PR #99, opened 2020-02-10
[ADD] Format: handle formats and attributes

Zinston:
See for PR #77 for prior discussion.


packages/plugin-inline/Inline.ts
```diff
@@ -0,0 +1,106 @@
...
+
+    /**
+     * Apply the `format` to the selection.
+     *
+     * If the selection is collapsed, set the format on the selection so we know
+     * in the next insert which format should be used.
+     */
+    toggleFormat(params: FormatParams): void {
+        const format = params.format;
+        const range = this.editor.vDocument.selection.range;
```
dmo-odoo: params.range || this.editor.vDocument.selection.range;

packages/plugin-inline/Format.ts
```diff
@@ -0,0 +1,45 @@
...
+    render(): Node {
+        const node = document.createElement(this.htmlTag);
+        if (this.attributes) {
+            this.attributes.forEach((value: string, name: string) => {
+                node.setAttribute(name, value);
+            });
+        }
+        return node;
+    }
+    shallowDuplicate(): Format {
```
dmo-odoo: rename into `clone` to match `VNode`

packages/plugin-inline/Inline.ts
━━━━━━━━━━
**Work instructions:**
Search the listing above for the string "const" and copy each line that has it.

**Answer section:**
+        const format = params.format;
+        const range = this.editor.vDocument.selection.range;
+        const node = document.createElement(this.htmlTag);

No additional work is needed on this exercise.